Ohne ein weiteres Wort drehte sie sich um und ging. Und er ließ sie gehen. Sie hatte recht. Selbst wenn er sie mit Gewalt festhielte, ihr schwor, sie nie wieder loszulassen – früher oder später musste er sie schließlich doch ziehen lassen. Und dieser Augenblick würde jedes Leid, welches das Schicksal sich bis jetzt für ihn ausgedacht hatte, in den Schatten stellen.
Ayla nahm den Geheimgang, um in ihre Gemächer zurückzugelangen, darauf achtend, dass sie niemand hineinschlüpfen sah. Sie traute Garret mittlerweile alles zu, auch dass er es sich womöglich anders überlegt und beschlossen haben könnte, es sei einfacher, einen Auftragsmörder anzuheuern und ihn die Sache für sich erledigen zu lassen. Und sie hatte nicht vor, denjenigen direkt in ihr Schlafzimmer zu führen.
Sobald sie das Ende des Ganges erreicht hatte, trat sie durch die versteckte Tür, steuerte geradewegs auf ihr Bett zu, ließ sich hineinfallen und zog die Decke bis zum Kinn hoch. Was ihre Dienerschaft zu der Annahme verleitete, sie sei nicht in der Lage, sich allein zuzudecken, war ihr schleierhaft. Es schien fast, als würde, je mächtiger jemand war, desto mehr seine Fähigkeit infrage gestellt, die einfachsten, alltäglichsten Dinge zu tun.
Die einfachsten, alltäglichen Dinge, wie die Person zu töten, ohne deren Hilfe sie wahrscheinlich schon längst auf dem Streifen elendig verhungert wäre.
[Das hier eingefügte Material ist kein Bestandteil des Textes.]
PR #400, opened 2026-09-12
feat: change prim_minimum_spanning_tree return type to tree<vertex_id_t, WEIGHT_T>

bobluppes:
## Summary
- `prim_minimum_spanning_tree` now returns `std::optional<tree<vertex_id_t, WEIGHT_T>>` instead of `std::optional<std::vector<edge_id_t>>`, rooted at `start_vertex`.
- The tree is built inline during Prim's existing traversal: since a candidate edge's `from` vertex is always already in the MST when the edge is accepted, we look up its `tree_node*` (tracked in a `vertex_id_t -> tree_node*` map, which also doubles as the MST membership check) and call `add_child` on it. No separate build pass is needed, and the algorithm's core logic (priority queue, lazy deletion of stale entries) is unchanged.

Obwohl sie wusste, wie wichtig es war, vor einem Kampf auszuruhen und Kraft zu schöpfen, ganz besonders vor diesem – der Schlaf wollte einfach nicht kommen. Wieder und wieder rief sie sich jedes kleine Detail ihrer gemeinsamen Trainingseinheiten ins Gedächtnis und versuchte seine Schwächen herauszufiltern. Es gab keine. Er verfügte über Jahrhunderte der Kampferfahrung. Was konnte sie in ihren lächerlichen fünf Jahren Gildenzugehörigkeit gelernt haben, das ihr gegen einen Gegner wie ihn von Nutzen sein könnte?
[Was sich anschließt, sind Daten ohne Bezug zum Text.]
PR #407, opened 2026-09-15
perf: add dijkstra_shortest_paths benchmark on large web-graph datasets

bobluppes:
## Summary
- Prim's and Kruskal's MST benchmarks (`perf/graaflib/prim_benchmark.cpp` / `kruskal_benchmark.cpp`) already download real-world web-graph datasets (SNAP `web-Google`, `web-BerkStan`) and benchmark against them.
- `dijkstra_shortest_paths` (single-source-to-all shortest paths) is a similarly-shaped, near-linear (`O((V+E) log V)`) algorithm, so it makes sense to benchmark it against the same large real-world datasets rather than only small synthetic graphs.
- Unlike Prim (which has to bound the connected component it runs on to avoid a known super-linear fringe-rescan issue), `dijkstra_shortest_paths` runs directly against the full graph and completes in single-digit seconds, so no bounding is needed here.

## Benchmark results
```
--------------------------------------------------------------------------------------
Benchmark                                        Time             CPU   Iterations
--------------------------------------------------------------------------------------
bm_dijkstra_shortest_paths/web_google   1.0556e+10 ns   1.0515e+10 ns            1
bm_dijkstra_shortest_paths/web_berkstan 9896115616 ns   9791640878 ns            1
```

## Test plan


bobluppes:
Found and fixed (in the latest commit) a real bug affecting this benchmark: \`bm_dijkstra_shortest_paths\`'s function-local \`static const auto graph{...}\` was only initialized on the first of the two \`BENCHMARK_CAPTURE\` calls, so \`web_berkstan\` silently reused the \`web_google\` graph whenever both ran in the same process (the default). See #413 for the full root-cause writeup and the fix, which is now applied here too by caching per-dataset inside \`utils::construct_graph_from_file()\`.

\`\`\`
----------------------------------------------------------------------------------
Benchmark                                        Time             CPU   Iterations
----------------------------------------------------------------------------------
bm_dijkstra_shortest_paths/web_google   1.0376e+10 ns   1.0312e+10 ns            1
bm_dijkstra_shortest_paths/web_berkstan 9232185256 ns   9212074383 ns            1
\`\`\`
(Close to the originally-reported numbers in this case, since both datasets happen to cost a similar order of magnitude at full scale - but web_berkstan was technically measuring the wrong graph before this fix.)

Sie wälzte sich unruhig im Bett umher, bis sie es nicht mehr aushielt und resigniert aufstand. Doch anstatt ziellos im Zimmer auf und ab zu laufen, ging sie schnurstracks zu Mabbs Frisiertisch, warum, konnte sie sich selbst nicht erklären. Alles stand noch immer unberührt an seinem Platz. Es war wie ein Totenaltar, und Ayla hatte plötzlich das Gefühl, den Geist ihrer Vorgängerin spüren zu können, als würde sie genau hinter ihr stehen und über ihre Schulter blicken. Und dann tauchte, im Lehnstuhl vor dem Spiegel sitzend, Mabbs Gestalt neben Aylas Spiegelbild auf.
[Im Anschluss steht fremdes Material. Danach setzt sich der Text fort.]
PR #408, opened 2026-09-15
perf: add dijkstra_shortest_path benchmark on large web-graph datasets

bobluppes:
## Summary
- Prim's and Kruskal's MST benchmarks already download real-world web-graph datasets (SNAP `web-Google`, `web-BerkStan`) and benchmark against them; this adds the same treatment for `dijkstra_shortest_path` (single start/end pair).
- The end vertex for each dataset is a real vertex id taken from the tail of that dataset's file, so the search has to actually traverse a meaningful part of the graph rather than terminating after one hop.
- `dijkstra_shortest_path` runs directly against the full graph and completes in single-digit seconds, so no bounding of the input graph is needed here (unlike Prim, which has to bound the connected component it runs on due to a known super-linear fringe-rescan issue).

## Benchmark results
```
---------------------------------------------------------------------------------
Benchmark                                       Time             CPU   Iterations
---------------------------------------------------------------------------------
bm_dijkstra_shortest_path/web_google   8259782398 ns   8228193962 ns            1
bm_dijkstra_shortest_path/web_berkstan 9080111897 ns   8924888291 ns            1
```

## Test plan


bobluppes:
Found and fixed (in the latest commit) two issues here:

1. Same dataset-sharing bug as #413: \`bm_dijkstra_shortest_path\`'s function-local \`static const auto graph{...}\` was only initialized on the first \`BENCHMARK_CAPTURE\` call, so \`web_berkstan\` silently ran against the \`web_google\` graph. Fixed by caching per-dataset inside \`utils::construct_graph_from_file()\`.
2. Fixing that exposed the hardcoded end_vertex ids (916427 / 685230) as an arbitrary, incomparable pair once measured against their *real* respective graphs: 685230 turned out to be a short, ~1s hop from the start vertex in web-BerkStan, while 916427 remained a genuinely far, ~8.6s target in web-Google. Replaced both with a computed farthest-vertex lookup (via \`dijkstra_shortest_paths\`, run once outside the timed loop) so each dataset gets a real worst-case target.

Updated (correct) benchmark results, now comparable across datasets:
\`\`\`
---------------------------------------------------------------------------------
Benchmark                                       Time             CPU   Iterations
---------------------------------------------------------------------------------
bm_dijkstra_shortest_path/web_google   8829827990 ns   8743531914 ns            1
bm_dijkstra_shortest_path/web_berkstan 8540785834 ns   8476075222 ns            1
\`\`\`

PR #409, opened 2026-09-15
perf: add greedy_graph_coloring benchmark on large web-graph datasets

bobluppes:
## Summary
- Prim's and Kruskal's MST benchmarks already download real-world web-graph datasets (SNAP `web-Google`, `web-BerkStan`) and benchmark against them; this adds the same treatment for `greedy_graph_coloring`.
- The algorithm is a single `O(V+E)` pass over the vertices, so it runs directly against the full graph in a few seconds without needing to bound the input.

## Benchmark results
```
--------------------------------------------------------------------------------
Benchmark                                      Time             CPU   Iterations
--------------------------------------------------------------------------------
bm_greedy_graph_coloring/web_google   2577994576 ns   2571084652 ns            1
bm_greedy_graph_coloring/web_berkstan 2559896465 ns   2539080882 ns            1
```

## Test plan


bobluppes:
Found and fixed (in the latest commit) a real bug affecting this benchmark: \`bm_greedy_graph_coloring\`'s function-local \`static const auto graph{...}\` was only initialized on the first of the two \`BENCHMARK_CAPTURE\` calls, so \`web_berkstan\` silently reused the \`web_google\` graph (this is why the original numbers looked suspiciously close: 2.56s vs 2.58s). See #413 for the full root-cause writeup and the fix, which is now applied here too.

\`\`\`
--------------------------------------------------------------------------------
Benchmark                                      Time             CPU   Iterations
--------------------------------------------------------------------------------
bm_greedy_graph_coloring/web_google   2548345301 ns   2540190011 ns            1
bm_greedy_graph_coloring/web_berkstan 1473252192 ns   1472198433 ns            1
\`\`\`

PR #766, opened 2026-08-29
BulkImageScrape: enable `force_api_key`

punamust:
During long bulk image scraping tasks the session cookie can time out. This leads to tons of authentication errors and the plugin stops somewhere half-way in the middle.

I expected this to be unnecessary because stashapi is supposed to use the `ApiKey`, but Stash itself actually never passes it: https://github.com/stg-annon/stashapi/issues/34.
Enabling `force_api_key` makes stashapi look up the `ApiKey` using the session cookie and continue using that (if it's generated).

~~I haven't tested yet if this actually works. I should find out soon.~~ It seems to work.

### DIFF
--- a/plugins/bulkImageScrape/BulkImageScrape.yml
+++ b/plugins/bulkImageScrape/BulkImageScrape.yml
@@ -1,7 +1,7 @@
 name: Bulk Image Scrape
 # requires: PythonDepManager 
 description: Apply an image scraper to all images
-version: 0.3.5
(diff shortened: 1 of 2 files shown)


discourse-stashapp:

https://discourse.stashapp.cc/t/bulk-image-scrape/1339/13

DogmaDragon (changes requested):
Needs to bump the version in the .yml file.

Ayla drehte sich nicht um. Hätte sie es getan, wäre die Erscheinung sofort verschwunden. Keine unsterbliche Seele würde es einem Lebenden gestatten, sie direkt anzusehen.
In ihrer jenseitigen Form schimmerte Mabbs transparente Haut in exakt der eisblauen Farbe, die ihre Augen gehabt hatten, als sie noch lebte, und dort, wo die Äste ihres vergänglichen Körpers zu trockenen Stümpfen verdorrt waren, verblasste das Blau langsam im Nichts. Ihr Gesicht war weder freundlich, noch war es hasserfüllt. Sie machte der neuen Königin keinen Vorwurf für das Geschehene.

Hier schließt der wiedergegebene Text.